Brief: Give back the lines of the records exactly, starting at the first and ending at the one with "which it could".

Data section below:

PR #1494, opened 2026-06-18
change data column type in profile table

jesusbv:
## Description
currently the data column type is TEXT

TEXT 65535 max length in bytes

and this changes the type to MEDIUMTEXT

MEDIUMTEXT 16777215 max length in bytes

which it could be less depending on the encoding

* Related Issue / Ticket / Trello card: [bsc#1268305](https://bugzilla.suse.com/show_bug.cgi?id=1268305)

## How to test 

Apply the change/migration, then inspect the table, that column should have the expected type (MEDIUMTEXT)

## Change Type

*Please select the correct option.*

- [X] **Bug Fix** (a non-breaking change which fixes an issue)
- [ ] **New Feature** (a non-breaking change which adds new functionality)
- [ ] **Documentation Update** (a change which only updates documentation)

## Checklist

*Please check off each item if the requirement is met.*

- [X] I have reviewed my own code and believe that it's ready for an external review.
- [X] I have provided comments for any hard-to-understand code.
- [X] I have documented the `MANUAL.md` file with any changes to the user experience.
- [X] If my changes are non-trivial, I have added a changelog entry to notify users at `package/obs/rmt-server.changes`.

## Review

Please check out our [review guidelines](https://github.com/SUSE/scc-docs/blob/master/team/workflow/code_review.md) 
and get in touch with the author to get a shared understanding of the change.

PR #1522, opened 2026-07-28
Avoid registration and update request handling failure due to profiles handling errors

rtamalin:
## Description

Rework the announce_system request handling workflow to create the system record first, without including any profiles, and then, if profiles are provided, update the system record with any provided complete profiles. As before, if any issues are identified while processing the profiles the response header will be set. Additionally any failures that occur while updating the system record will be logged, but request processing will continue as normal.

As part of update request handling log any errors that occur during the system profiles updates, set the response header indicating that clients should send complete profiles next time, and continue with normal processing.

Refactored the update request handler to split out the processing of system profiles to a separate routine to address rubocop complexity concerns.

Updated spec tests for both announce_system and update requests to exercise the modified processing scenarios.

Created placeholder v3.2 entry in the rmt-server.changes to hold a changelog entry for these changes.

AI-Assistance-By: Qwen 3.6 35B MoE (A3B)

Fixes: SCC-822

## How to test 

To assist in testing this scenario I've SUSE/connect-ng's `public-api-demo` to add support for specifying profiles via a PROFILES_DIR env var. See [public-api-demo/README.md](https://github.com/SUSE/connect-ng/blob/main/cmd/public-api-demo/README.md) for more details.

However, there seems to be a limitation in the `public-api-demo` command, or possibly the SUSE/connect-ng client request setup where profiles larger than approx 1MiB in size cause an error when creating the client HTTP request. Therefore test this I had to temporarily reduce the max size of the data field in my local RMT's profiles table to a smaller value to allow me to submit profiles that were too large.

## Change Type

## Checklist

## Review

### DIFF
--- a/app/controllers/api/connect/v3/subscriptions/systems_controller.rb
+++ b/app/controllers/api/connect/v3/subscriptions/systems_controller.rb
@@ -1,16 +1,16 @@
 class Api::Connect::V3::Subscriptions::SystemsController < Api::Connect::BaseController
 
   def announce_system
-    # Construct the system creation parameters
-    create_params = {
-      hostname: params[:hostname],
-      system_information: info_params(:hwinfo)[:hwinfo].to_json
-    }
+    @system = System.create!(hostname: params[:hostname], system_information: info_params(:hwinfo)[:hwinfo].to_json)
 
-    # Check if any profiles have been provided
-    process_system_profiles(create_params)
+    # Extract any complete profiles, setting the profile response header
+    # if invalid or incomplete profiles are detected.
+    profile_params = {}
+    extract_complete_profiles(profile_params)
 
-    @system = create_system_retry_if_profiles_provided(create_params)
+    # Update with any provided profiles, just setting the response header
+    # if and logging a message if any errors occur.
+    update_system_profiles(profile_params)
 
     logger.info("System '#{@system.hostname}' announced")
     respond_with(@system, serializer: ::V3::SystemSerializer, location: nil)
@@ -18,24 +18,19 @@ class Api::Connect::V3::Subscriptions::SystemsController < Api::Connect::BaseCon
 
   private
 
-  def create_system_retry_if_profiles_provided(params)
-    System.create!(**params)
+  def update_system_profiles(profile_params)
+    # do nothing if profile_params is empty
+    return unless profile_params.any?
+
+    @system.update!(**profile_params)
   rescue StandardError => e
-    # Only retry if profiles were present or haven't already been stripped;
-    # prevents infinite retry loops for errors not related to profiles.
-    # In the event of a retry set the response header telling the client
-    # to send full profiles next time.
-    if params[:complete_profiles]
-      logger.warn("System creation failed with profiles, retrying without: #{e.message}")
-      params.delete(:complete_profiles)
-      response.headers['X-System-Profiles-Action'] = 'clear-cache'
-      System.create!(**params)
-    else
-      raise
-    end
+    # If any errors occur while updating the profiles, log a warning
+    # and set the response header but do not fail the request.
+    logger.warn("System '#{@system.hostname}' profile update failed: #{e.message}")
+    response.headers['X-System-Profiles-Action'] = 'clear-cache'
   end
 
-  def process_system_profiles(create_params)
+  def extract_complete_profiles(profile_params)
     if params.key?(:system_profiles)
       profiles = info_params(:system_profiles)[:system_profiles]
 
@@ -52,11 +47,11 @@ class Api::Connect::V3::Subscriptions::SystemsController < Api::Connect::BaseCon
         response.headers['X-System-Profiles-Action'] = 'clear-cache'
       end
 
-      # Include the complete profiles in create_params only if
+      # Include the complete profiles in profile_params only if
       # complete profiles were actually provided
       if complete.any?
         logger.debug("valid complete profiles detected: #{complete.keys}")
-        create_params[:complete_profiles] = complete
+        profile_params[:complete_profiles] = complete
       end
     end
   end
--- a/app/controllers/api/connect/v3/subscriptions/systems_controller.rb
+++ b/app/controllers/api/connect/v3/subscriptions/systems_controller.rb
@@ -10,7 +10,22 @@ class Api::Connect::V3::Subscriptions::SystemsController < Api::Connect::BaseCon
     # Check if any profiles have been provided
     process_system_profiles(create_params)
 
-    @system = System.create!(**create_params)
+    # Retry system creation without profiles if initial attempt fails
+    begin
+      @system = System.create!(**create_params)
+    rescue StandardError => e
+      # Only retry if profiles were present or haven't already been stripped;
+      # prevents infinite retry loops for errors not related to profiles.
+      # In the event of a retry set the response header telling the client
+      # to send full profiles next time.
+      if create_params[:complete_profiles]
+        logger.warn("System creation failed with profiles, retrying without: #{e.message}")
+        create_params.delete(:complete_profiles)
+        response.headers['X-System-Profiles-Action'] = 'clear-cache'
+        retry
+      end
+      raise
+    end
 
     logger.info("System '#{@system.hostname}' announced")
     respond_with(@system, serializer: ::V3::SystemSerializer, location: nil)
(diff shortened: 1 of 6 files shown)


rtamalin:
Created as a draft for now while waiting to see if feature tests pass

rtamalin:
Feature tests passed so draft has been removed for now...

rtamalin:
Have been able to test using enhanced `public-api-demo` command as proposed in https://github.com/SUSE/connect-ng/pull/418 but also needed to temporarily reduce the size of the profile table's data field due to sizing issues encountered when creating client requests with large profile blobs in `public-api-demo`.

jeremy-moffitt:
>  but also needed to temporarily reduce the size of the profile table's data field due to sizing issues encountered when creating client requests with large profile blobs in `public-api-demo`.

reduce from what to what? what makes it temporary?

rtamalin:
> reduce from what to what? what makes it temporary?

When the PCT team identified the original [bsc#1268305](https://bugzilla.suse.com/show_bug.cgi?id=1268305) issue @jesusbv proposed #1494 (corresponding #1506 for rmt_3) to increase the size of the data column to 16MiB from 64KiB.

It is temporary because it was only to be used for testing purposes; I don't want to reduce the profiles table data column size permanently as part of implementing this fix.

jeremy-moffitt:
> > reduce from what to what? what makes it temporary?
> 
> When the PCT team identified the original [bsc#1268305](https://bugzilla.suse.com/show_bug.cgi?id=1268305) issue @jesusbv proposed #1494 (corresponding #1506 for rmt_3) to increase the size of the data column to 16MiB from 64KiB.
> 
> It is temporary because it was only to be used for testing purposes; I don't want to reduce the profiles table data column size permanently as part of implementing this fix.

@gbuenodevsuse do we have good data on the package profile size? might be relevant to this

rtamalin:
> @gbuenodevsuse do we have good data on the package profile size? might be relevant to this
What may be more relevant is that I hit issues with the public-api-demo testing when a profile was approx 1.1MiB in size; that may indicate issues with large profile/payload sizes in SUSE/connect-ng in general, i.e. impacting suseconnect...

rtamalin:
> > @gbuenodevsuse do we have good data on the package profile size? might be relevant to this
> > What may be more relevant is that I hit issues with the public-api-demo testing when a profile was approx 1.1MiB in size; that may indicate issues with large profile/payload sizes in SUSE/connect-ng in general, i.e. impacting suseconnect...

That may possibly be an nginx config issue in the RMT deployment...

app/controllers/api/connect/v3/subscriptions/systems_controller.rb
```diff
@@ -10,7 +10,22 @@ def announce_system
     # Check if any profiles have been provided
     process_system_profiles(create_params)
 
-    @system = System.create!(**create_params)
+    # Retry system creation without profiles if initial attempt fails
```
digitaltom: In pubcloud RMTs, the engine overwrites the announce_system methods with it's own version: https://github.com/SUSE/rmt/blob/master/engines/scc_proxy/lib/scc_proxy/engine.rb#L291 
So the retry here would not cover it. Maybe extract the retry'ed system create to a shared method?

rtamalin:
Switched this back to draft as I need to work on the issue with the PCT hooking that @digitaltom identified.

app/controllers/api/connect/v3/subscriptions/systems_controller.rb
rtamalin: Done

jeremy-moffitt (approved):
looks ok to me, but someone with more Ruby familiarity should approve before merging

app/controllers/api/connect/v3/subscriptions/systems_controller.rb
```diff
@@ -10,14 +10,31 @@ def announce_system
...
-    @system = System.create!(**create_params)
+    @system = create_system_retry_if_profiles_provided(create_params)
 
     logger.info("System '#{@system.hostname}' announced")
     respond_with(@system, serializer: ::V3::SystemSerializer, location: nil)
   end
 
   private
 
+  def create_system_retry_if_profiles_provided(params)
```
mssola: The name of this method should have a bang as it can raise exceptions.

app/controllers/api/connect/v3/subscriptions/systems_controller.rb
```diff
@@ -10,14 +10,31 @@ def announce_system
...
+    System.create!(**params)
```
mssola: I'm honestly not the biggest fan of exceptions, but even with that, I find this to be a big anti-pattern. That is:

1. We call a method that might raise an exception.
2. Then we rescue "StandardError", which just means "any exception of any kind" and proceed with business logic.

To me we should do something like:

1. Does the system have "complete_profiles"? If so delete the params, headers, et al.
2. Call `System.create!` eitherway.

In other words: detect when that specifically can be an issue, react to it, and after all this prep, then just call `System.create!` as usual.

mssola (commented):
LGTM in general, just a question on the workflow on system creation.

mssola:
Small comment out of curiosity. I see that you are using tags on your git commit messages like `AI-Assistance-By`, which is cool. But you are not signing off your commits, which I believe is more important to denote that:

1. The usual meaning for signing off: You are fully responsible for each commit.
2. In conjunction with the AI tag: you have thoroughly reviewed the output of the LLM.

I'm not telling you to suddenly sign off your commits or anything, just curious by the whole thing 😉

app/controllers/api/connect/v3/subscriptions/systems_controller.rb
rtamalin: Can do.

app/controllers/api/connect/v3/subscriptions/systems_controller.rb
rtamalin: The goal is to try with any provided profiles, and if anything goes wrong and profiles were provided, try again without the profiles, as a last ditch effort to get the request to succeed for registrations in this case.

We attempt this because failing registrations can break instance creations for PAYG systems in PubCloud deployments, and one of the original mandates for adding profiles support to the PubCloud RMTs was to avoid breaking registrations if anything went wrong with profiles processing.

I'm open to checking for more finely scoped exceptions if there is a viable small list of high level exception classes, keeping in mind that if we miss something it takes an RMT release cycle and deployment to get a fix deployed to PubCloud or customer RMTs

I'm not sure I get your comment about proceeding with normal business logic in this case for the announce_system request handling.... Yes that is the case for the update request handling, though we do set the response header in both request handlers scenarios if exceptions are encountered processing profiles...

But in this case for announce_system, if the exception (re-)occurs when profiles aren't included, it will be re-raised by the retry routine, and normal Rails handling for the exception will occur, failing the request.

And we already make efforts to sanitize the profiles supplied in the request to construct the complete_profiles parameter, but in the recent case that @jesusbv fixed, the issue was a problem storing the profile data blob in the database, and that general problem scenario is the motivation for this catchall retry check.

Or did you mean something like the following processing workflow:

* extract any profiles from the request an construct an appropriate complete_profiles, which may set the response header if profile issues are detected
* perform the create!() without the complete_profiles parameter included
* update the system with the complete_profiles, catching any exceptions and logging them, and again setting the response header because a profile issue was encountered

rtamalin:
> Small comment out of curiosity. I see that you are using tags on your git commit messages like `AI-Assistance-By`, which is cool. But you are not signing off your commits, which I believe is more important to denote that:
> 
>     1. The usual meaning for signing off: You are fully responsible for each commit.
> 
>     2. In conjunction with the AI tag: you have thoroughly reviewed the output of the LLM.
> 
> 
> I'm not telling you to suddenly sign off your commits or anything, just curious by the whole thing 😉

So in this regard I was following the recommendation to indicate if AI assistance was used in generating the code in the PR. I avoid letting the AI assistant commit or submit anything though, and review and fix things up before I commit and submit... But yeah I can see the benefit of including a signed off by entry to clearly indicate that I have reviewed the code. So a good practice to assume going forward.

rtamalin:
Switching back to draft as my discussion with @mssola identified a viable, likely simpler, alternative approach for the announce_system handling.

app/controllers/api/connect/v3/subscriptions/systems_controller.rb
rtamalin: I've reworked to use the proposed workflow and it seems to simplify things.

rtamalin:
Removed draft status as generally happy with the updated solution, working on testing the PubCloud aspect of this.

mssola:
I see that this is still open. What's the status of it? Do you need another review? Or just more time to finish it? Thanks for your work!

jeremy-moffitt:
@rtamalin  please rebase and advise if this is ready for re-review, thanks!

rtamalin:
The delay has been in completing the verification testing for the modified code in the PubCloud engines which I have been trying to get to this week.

End of Data section.

Answer space:
PR #1494, opened 2026-06-18
change data column type in profile table

jesusbv:
## Description
currently the data column type is TEXT

TEXT 65535 max length in bytes

and this changes the type to MEDIUMTEXT

MEDIUMTEXT 16777215 max length in bytes

which it could be less depending on the encoding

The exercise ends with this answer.